1. ## prime subfield

Let $F$ be a field and let $E$ be the prime subfield of $F$. Prove that every automorphism of $F$ fixes $E$.

2. Originally Posted by dori1123
Let $F$ be a field and let $E$ be the prime subfield of $F$. Prove that every automorphism of $F$ fixes $E$.
If $\sigma: F\to F$ is an automorphism then $\sigma (1) = 1$.
Let $n\cdot 1 = \underbrace{1 + 1 + ... 1}_{n\text{ times }}$ for $n>0$.
If $n=0$ then let $n\cdot 1 = 0$ and if $n<0$ then $n\cdot 1 = - [(-n)\cdot 1]$.

Now let $D = \{ n\cdot 1 | n \in \mathbb{Z} \}$ then $\sigma (x) = x$ for all $x\in D$.
To see this notice $\sigma (1+...+1) = \sigma (1) + ... + \sigma(1) = n\cdot \sigma(1) = n\cdot 1$.
This is because $\sigma (a+b) = \sigma(a) + \sigma(b)$ and $\sigma (-a) = -\sigma(a)$ since $\sigma$ is automorphism.

The prime subfield is $E = \{ \alpha/\beta | \alpha,\beta \in D , \beta \not = 0 \}$.
Notice that $\sigma (x) = x$ for all $x\in E$.
To see this notice, $\sigma (\alpha/\beta) = \sigma(\alpha)/\sigma(\beta) = \alpha/\beta$.

3. Originally Posted by ThePerfectHacker
The prime subfield is $E = \{ \alpha/\beta | \alpha,\beta \in D , \beta \not = 0 \}$.
Notice that $\sigma (x) = x$ for all $x\in E$.
To see this notice, $\sigma (\alpha/\beta) = \sigma(\alpha)/\sigma(\beta) = \alpha/\beta$.
I understand the first two cases. But why is that the third case? How about $\{(n\cdot 1)^{-1}| n \in \mathbb{Z}\}$?

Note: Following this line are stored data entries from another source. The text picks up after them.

PR #424, opened 2023-10-01
[DEC-2127] Asset Id refactoring

teddyding:
- Drop `NumAsset` and consecutive asset ID requirement (similar to recent changes in `x/clob`, `x/perpetuals`, `x/prices`
- Reserve `assetId == 0` for USDC

### DIFF
--- a/protocol/x/assets/keeper/asset.go
+++ b/protocol/x/assets/keeper/asset.go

4. Originally Posted by dori1123
I understand the first two cases. But why is that the third case? How about $\{(n\cdot 1)^{-1}| n \in \mathbb{Z}\}$?
I have no idea what you are trying to ask. What are you asking? Are you asking why $E$ is the prime subfield in the way I defined it?

5. Yes.

6. Originally Posted by dori1123
Yes.
The prime subfield is the intersection of all subfields i.e. it is the smallest subfield. If $E$ is a subfield then it means $1\in E$ but then $n\cdot 1\in E$ because $E$ is closed under addition and it has $0$ and it has all additive inverses. Therefore $D$ must be contained in $E$. However, $E$ is a field and so $\alpha/\beta \in E$ for all $\alpha,\beta \in D,\beta\not =0$. Therefore, the set of fraction is contained in $E$, but this set of fractions is itself a field and so $E$ is in fact the set of all these fractions that we can form.